La madre le accarezzò il viso e le chiese: “Sara, cosa ti sta succedendo?”
La bimba scoppiò in lacrime. “E’ colpa di Gaio. Sono tutti attenti a lui e a me nessuno mi vuole più bene. E poi, Gaio è troppo piccolo per giocare insieme a me. Tu hai sempre paura che si faccia male, ma allora questo fratellino a cosa mi serve?”.
La mamma prese in braccio Sara, e le fece un lungo discorso: “Tesoro mio, anche quando sei nata tu, c’era tanta gente che veniva a trovarti per farti mille coccole e portarti tanti regali. Ora tutto questo spetta a Gaio. Tra un po’ di tempo potrai davvero cominciare a giocare con lui, proprio come avevi sempre desiderato perché Gaio crescerà. Gaio sarà il tuo fratellino più piccolo, perciò tu avrai la responsabilità di accudirlo, di difenderlo dai pericoli e potrai giocarci proprio come fai con i tuoi amichetti a scuola. Quando sarà grande lo aiuterai nei compiti e diventerai per lui una persona davvero importante. Lui ha bisogno di te e tu vuoi mandarlo via?”

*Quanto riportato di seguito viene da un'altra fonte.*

PR #1188, opened 2023-07-17
feat(appeals): mapping of documents and folders to appellant case

fabfab-kc:
Integrates file upload and download on the appellant case

## Type of change 🧩

- [ ] Documentation update

### DIFF
--- a/appeals/api/src/server/endpoints/documents/documents.routes.js
+++ b/appeals/api/src/server/endpoints/documents/documents.routes.js
@@ -2,19 +2,25 @@ import { Router as createRouter } from 'express';
 import { asyncHandler } from '#middleware/async-handler.js';
 import { getAppealValidator } from '#endpoints/appeals/appeals.validators.js';
 import { checkAppealExistsAndAddToRequest } from '#endpoints/appeals/appeals.service.js';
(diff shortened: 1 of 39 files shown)


appeals/api/src/server/endpoints/documents/documents.routes.js
```diff
@@ -2,27 +2,34 @@ import { Router as createRouter } from 'express';
...
+	getDocumentValidator,
+	getDocumentsValidator
+} from './documents.validators.js';
 import * as controller from './documents.controller.js';
 
 const router = createRouter();
 
 router.get(
-	'/:appealId/document-locations',
+	'/:appealId/document-location/:folderId',
```
shepda, line 17: It looks like this endpoint is for getting the document folders for an appeal? 

If so then it would probably be more consistent for this endpoint to be `/:appealId/document-folders/:folderId` otherwise the endpoint is suggesting that we're getting document locations by folder id and document locations could be folders but could also be something else.

fabfab-kc: ok changed as suggested

shepda (approved):
LGTM

PR #1257, opened 2023-08-02
feat(api): add reference number, statuses column for s51 advice table

shivanshuit914:
## Type of change 🧩

- [ ] Documentation update

### DIFF
--- a/apps/api/src/server/applications/documents/documents.service.js
+++ b/apps/api/src/server/applications/documents/documents.service.js
@@ -24,7 +24,7 @@ export const updateStatus = async (guid, status) => {
 
 	if (status === 'published') {
 		// @ts-ignore
-		updatePayload.publishedStatus = new Date();
+		updatePayload.datePublished = new Date();
 	}
 
 	const updatedDocument = await documentVersionRepository.updateDocumentStatus(updatePayload);


apps/api/src/database/schema.prisma
```diff
@@ -433,19 +433,22 @@ model DocumentActivityLog {
...
+  lastName        String?
+  enquirer        String?
+  enquiryMethod   String
+  enquiryDate     DateTime
+  enquiryDetails  String
+  adviser         String
+  adviceDate      DateTime
+  adviceDetails   String
+  referenceNumber Int      @default(00001)
+  redactedStatus  String   @default("not_redacted")
```
DavidJWhiteDev, line 449: in DocumentVersion, redactedStatus allows null, and no default value - so only changes if the user explicitly sets it to redacted, or not_redacted.  Should we be consistent and do the same thing here?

Sara cominciò a tranquillizzarsi.

Il giorno dopo la mamma iniziò a delegare alcune mansioni a Sara, in modo da farla sentire importante. “Cullalo un po’ tu, mamma ora ha le braccia stanche”, “Sara prendi il borotalco così cambiamo insieme il fratellino”.

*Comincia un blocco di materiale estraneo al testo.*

PR #1266, opened 2023-08-03
fix(web): keyboard-only nav

beejjacobs:
## Describe your changes

It was not possible to get passed the rich-text editor with the keyboard (tabbing). This has been fixed. 

The solution is not ideal at all, unfortunately the library has very little options exposed, and by default overrides the tab behaviour. After much searching and trial-and-error with the library and it's inner workings, this seemed like the best solution unfortunately (short of using the underling library - `prosemirror` and building the editor ourselves).

[ASB-1689](https://pins-ds.atlassian.net/jira/software/c/projects/ASB/boards/166?modal=detail&selectedIssue=ASB-1689)

## Type of change 🧩

- [ ] Documentation update

[ASB-1689]: https://pins-ds.atlassian.net/browse/ASB-1689?atlOrigin=eyJpIjoiNWRkNTljNzYxNjVmNDY3MDlhMDU5Y2ZhYzA5YTRkZjUiLCJwIjoiZ2l0aHViLWNvbS1KU1cifQ

### DIFF
--- a/apps/web/src/client/components/html-content-editor/html-content-editor.js
+++ b/apps/web/src/client/components/html-content-editor/html-content-editor.js
@@ -24,7 +24,18 @@ function initHtmlContentEditor() {
 			initialEditType: 'wysiwyg',
 			usageStatistics: false,
 			hideModeSwitch: true,
-			toolbarItems: [['bold', 'link', 'ul']]
+			toolbarItems: [['bold', 'link', 'ul']],
+			events: {
+				keydown(_, ev) {
+					// there is no option not to handle tab, but this is an accessibility issue
+					// we want tab to move to the next tab element, not insert spaces
+					if (ev.key === 'Tab') {
+						// by throwing an error, the other handlers don't run and
+						// tab get handled by the browser
+						throw new Error('no error: override tab handler');
+					}
+				}
+			}
 		});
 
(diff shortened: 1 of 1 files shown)


apps/web/src/client/components/html-content-editor/html-content-editor.js
```diff
@@ -24,7 +24,18 @@ function initHtmlContentEditor() {
 			initialEditType: 'wysiwyg',
 			usageStatistics: false,
 			hideModeSwitch: true,
-			toolbarItems: [['bold', 'link', 'ul']]
+			toolbarItems: [['bold', 'link', 'ul']],
+			events: {
+				keydown(_, ev) {
```
Philip-Philippou1, line 29: Seems reasonable, I think this is an edge case, my only question is if the check on each key press slows down the entry in any way, doubt it would.

Philip-Philippou1 (approved):

apps/web/src/client/components/html-content-editor/html-content-editor.js
beejjacobs: Good thought; the library itself checks every key press for many things (including inserting spaces if you press tab). So I think an extra listener will be negligible.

Dopo qualche tempo la mamma disse: “Sara, oggi, dal momento che sono più libera perché Gaio lo tiene la nonna, passeremo tutto il giorno insieme io e te e ti preparerò il tuo dolce preferito; in frigo c’è anche la panna spray con la quale potrai scriverci sopra quello che vuoi”.
A cena, il dolce arrivò a tavola con la scritta “Evviva mio fratello Gaio!”.